Pope fechou com a Starbucks em 2018 por um prazo de 15 anos, renovável por mais 15. A marca é o principal negócio da SouthRock, em termos de receita.
O balanço da Starbucks Brasil, consolidado em 2022, mostra prejuízos acumulados de R$ 334 milhões. Nos empréstimos e financiamentos, constam cédulas de crédito bancário que chegam a CDI mais 10% de custo. No primeiro quadrimestre de 2023, a companhia fez mais captações, ao custo de até CDI mais 7,6% com prazos de dois e três anos.
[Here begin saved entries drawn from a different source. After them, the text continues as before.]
PR #74, opened 2020-08-11
Tweak Browse page slightly to make it better handle long titles

pingzing:
Old:
image

New: 
image

### DIFF
--- a/frontend/src/app/pages/browse/browse.component.html
+++ b/frontend/src/app/pages/browse/browse.component.html
@@ -13,14 +13,14 @@
                 <div style="margin: 0 auto 1rem auto;" *ngFor="let work of works">
                     <div class="work-container">
                         <!--Header-->
-                        <div class="work-header">
-                            <div style="display: inline-block;" [ngSwitch]="work.meta.rating">
+                        <div class="work-header">                            
+                            <ng-container [ngSwitch]="work.meta.rating">
                                 <img class="rating" src="assets/icons/teenIcon.svg" *ngSwitchCase="'Teen'">
                                 <img class="rating" src="assets/icons/matureIcon.svg" *ngSwitchCase="'Mature'">
                                 <img class="rating" src="assets/icons/explicitIcon.svg" *ngSwitchCase="'Explicit'">
                                 <img class="rating" src="assets/icons/everyoneIcon.svg" *ngSwitchDefault>
-                            </div>
-                            <h1><a [routerLink]="['/work', work._id, work.title | slugify]">{{ work.title }}</a></h1>
+                            </ng-container>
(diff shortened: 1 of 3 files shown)


frontend/src/app/pages/browse/browse.component.html
```diff
@@ -13,14 +13,14 @@ <h2>Newly Added</h2>
                 <div style="margin: 0 auto 1rem auto;" *ngFor="let work of works">
                     <div class="work-container">
                         <!--Header-->
-                        <div class="work-header">
-                            <div style="display: inline-block;" [ngSwitch]="work.meta.rating">
+                        <div class="work-header">                            
+                            <ng-container [ngSwitch]="work.meta.rating">
```
pingzing, line 17: +1 to `<ng-container>`. It doesn't show up in the DOM, but is targetable by Angular directives.

frontend/src/app/pages/browse/browse.component.less
```diff
@@ -39,38 +39,40 @@ div.browse-container {
     
             div.work-header {
                 margin-bottom: 0;
+                   
                 img.rating {
-                    position: relative;
+                    float: left;
```
pingzing, line 44: Using the ol' box model here so we can get the short description wrapping around the cover art.

frontend/src/app/pages/browse/browse.component.less
```diff
@@ -39,38 +39,40 @@ div.browse-container {
...
                     width: 24px;
                     height: 24px;
                     border: none;
                     box-shadow: none;
                     top: 0.25rem;
                 }
-                h1 {
-                    display: inline-block;
+                h1 {     
+                    display: inline;
```
pingzing, line 52: Making the title `inline` rather than `inline-block` makes it so that the rating image will never occupy a line all by its lonesome.

frontend/src/app/pages/browse/browse.component.less
```diff
@@ -71,6 +72,7 @@ div.browse-container {
                     a {
                         color: whitesmoke;
                         padding: 5px 5px 2px 2px;
+                        word-break: break-all;
```
pingzing, line 75: Our worst-case scenario here is the user with 32 capital Ws for a name. Since the author byline is `inline-block` it won't wrap unless it _really_ has to, but if it does, it'll break wherever it can.

frontend/src/app/pages/browse/browse.component.less
```diff
@@ -92,14 +94,15 @@ div.browse-container {
...
             }
     
-            div.short-description {
-                display: flex;
+            div.short-description {                
                 flex-grow: 1;
                 color: whitesmoke;
                 font-size: 14px;
                 margin-top: 1.5rem;
+                margin-bottom: 1.5rem;
```
pingzing, line 102: Just for symmetry.

Figments (approved):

Os empréstimos vinham sendo tomados para manter o ritmo de inaugurações. Depois do baque da pandemia, a SouthRock quis acelerar, o que gerou um descasamento de caixa. Em 2022, a companhia inaugurou 36 cafeterias e, no início de 2023, já tinham sido abertas outras nove.
Uma das complexidades de entender o endividamento total da SouthRock, segundo credores, eram avais cruzados entre as companhias. “No balanço, alavancagem era de 5,7 vezes em 2022. Mas, contabilizando avais cruzados das operações em crédito tomado em SPE não operacional, isso ficaria em quase 11 vezes”, diz um credor em CRIs. A SouthRock tomava crédito por meio de novas Sociedades de Propósito Específico, lastreadas nas empresas operacionais ou com avais pessoais do acionista, antes de um grupo razoável de lojas ter desempenho maduro o suficiente para sustentar a operação, dizem as fontes.
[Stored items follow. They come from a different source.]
PR #92, opened 2020-08-13
Feature/shared models

pingzing:
Managed to de-duplicate a few copied interfaces, too!

A few very small caveats:

 - `Genres` is now defined as the intersection between `GenresFiction` and `GenresPoetry`, i.e.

“O setor de alimentos sofreu muito com a pandemia e o balanço da companhia, por isso e pelo crescimento, sempre foi um pouco estressado. Precisavam de dinheiro para crescer e as lojas ainda estavam maturando”, diz um investidor, antes confortável com a alavancagem. “Foi um plano de crescimento no momento errado, com custo errado e uma estrutura administrativa e operacional super dimensionada”, emenda outro credor.
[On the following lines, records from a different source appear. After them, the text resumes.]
PR #130, opened 2020-08-26
Bring word_counter module into the repo via wasm_bindgen

pingzing:
And a host of other small docker-y and package.json-y changes. I'll go through and comment the relevant ones...

...and a screenshot of the directory structure around the new Rust module stuff. `/word_counter/` is generated by `nx`'s `generate library` schematic.  Everything inside `word_counter/src/lib` is generated by the the WASM plugins we're using, and totally unmodified. `index.ts` is the only file that needs to be modified, and even then only lightly.
image


.gitignore
```diff
@@ -20,6 +20,7 @@ target
 
 # IDE - VSCode
 .vscode/*
+.devcontainer/*
```
pingzing, line 23: VSCode's Docker stuff.

.vscode/launch.json
```diff
@@ -0,0 +1,14 @@
+{
```
pingzing, line 1: What I use to debug the backend. The port number doesn't work now that `nx` assigns it randomly, but if we can make it static again, it should work just fine

Dockerfile
```diff
@@ -19,16 +19,21 @@ RUN apt-get update && apt-get install -y \
     libclang-dev \
     clang
 
-RUN npm install -g typescript@3.9.7 \
+RUN yarn add --dev typescript@3.9.7 \
```
pingzing, line 22: No need to use NPM here. And no need for these to be global, either.
I'm not 100% certain if Typescript needs to be `--dev` or not? It worked locally, anyway.

README.md
```diff
@@ -12,20 +12,21 @@ It's still very much a work in progress.
...
-* NestJS 7.4.1
 * MongoDB 4.2.1
-* [Neon](https://neon-bindings.com/docs/getting-started) and the [Rust 1.15 (or later)toolchain](https://rustup.rs/).
-    * (Optionally) If not on Ubuntu 16.10 or later, you will also need [LLVM](https://releases.llvm.org/download.html), as native module compilation relies on LLVM's `libclang`. You will also need to set the `LIBCLANG_PATH` environment variable to LLVM's `/bin` directory.
+* The [Rust 1.15 (or later) toolchain](https://rustup.rs/).
+    * You may also need the following packages in order to compile the Rust packages:
+        * `build-essential`
+        * `llvm-dev`
+        * `libclang-dev`
+        * `clang`
```
pingzing, line 25: Note: We may not actually need these anymore! I need to rebuild the docker container without them and see if the Rust modules still build.

packages/client/src/app/app.module.ts
```diff
@@ -126,7 +126,8 @@ const toolbarOptions = [
     }),
   ],
   providers: [
-    {provide: HTTP_INTERCEPTORS, useClass: AuthInterceptor, multi: true},
+    {provide: HTTP_INTERCEPTORS, useClass: AuthInterceptor, multi: true,},
+    SlugifyPipe,
```
pingzing, line 130: 'cause we use it in code in the New Section page

packages/server/webpack.config.js
```diff
@@ -0,0 +1,19 @@
...
+        plugins: [
+            ...config.plugins,
+            new WasmPackPlugin({
+                crateDirectory: path.resolve(__dirname, "..", "..", "native", "word_counter", "src"),                
+                extraArgs: "--target bundler",
+                outDir: path.resolve(__dirname, "..", "..", "packages", "word_counter", "src", "lib"),
+                outName: "word_counter",
+                // Release should probably be in a separate webpack.config.prod.js or something. But for now...
+                forceMode: "release"
+            })
```
pingzing, line 16: So, I haven't tested it, but I _think_ we can just add a `new WasmPackPlugin({})` for each Rust module we want to use. The args I'm using here are super rough (see ` path.resolve(__dirname, "..", ".." etc` for one), and I think realistically, we'll want two webpack files, one for debug and one for prod. But this is a basic proof-of-concept!

We can also do any Webpack customization we want to the backend in here, so that's a nice lever to have available.

packages/word_counter/src/index.ts
```diff
@@ -0,0 +1,14 @@
...
+let word_counter_promise = import('./lib/word_counter');
+
+/** Counts the number of words in the given JSON blob full of Quill deltas.
+* @param {string} bodyText A JSON blob made of Quill Deltas.
+* @returns {number} The number of words in the submitted text.
+*/
+export async function countWords(bodyText: string): Promise<number> {
+    let wasm_module = await word_counter_promise;
+    return wasm_module.count_words(bodyText);
+}
```
pingzing, line 13: This is the "minimal boilerplate" I meant. Basically, we have to wrap the WASM module up in a little bit of asncy loading because Webpack 4 _cannot_ synchronously load a WASM module--it can only do it asynchronously. So, we import, wrap the async-ness up, and export something a little cleaner to use.

Figments (approved):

Nos últimos meses, no entanto, a companhia começou a reverter as aberturas, mais aceleradamente de setembro para cá. Ao menos 45 unidades da Starbucks não estão em funcionamento atualmente, ainda que só 36 fechamentos fizessem parte do plano traçado pela Galeazzi.
Isso porque um dos caminhos para obter crédito, de grupos como a Prudent ou o Banco do Brasil, é o volume de recebíveis que essas unidades tem — já que as marcas, por si só, são vendedoras. Também funciona no mercado de capitais: uma das emissões de CRIs da Starbucks, por exemplo, tem os recebíveis de débito e voucher de 19 unidades como garantia. Diante de inadimplência dos títulos, esses recebíveis são travados pelo agente fiduciário e a loja fica sem capital de giro para operar.
O Pipeline apurou que 80% do volume de vendas de Starbucks têm sido retidos como garantidores dos títulos de dívida — o que a Galeazzi tenta destravar com credores. “Mesmo com a liberação desses recebíveis, a companhia ainda precisaria de aporte”, diz um investidor próximo às conversas. Os credores querem a ponte diretamente com a FTI, para conhecer a posição da matriz da Starbucks, e tentam uma reunião ainda nesta semana.
Entre as outras casas com papéis ou crédito de alguma das controladas do grupo na carteira estão Augme, Kilima, SWM, Verde, Santander, BV e BS2. A Starbucks Corporation diz estar ciente da decisão da SouthRock de reestruturar suas operações comerciais mas afirma que não comenta discussões internas com os parceiros licenciados. A matriz da Subway não deu retorno até o momento desta publicação.
Procurada, a SouthRock não deu entrevista. O Pipeline encaminhou algumas questões sobre o relacionamento com credores e as conversas com potenciais compradores das marcas e a companhia respondeu, em nota, que “não comenta detalhes da sua relação com parceiros de negócio e nem dos processos em andamento.”